(Saved entries)
_ _ _ _
PR #38, opened 2024-03-27
Use fast

awni:
-Update MLX Swift
-Use fast norms for Phi-2 and Gemma


awni:
@davidkoski I noticed most of the models were using the MLXNN normalizations already (which means they may not have been working too well because they didn't used to upcast for the reductions). I updated Phi-2 and Gemma to use the fast norms, so now all the models should do so.

davidkoski (approved):
Changes look good!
_ _ _ _
The lines to return are those in the entries above that hold "Gemma".

_ANSWER AREA_
-Use fast norms for Phi-2 and Gemma
@davidkoski I noticed most of the models were using the MLXNN normalizations already (which means they may not have been working too well because they didn't used to upcast for the reductions). I updated Phi-2 and Gemma to use the fast norms, so now all the models should do so.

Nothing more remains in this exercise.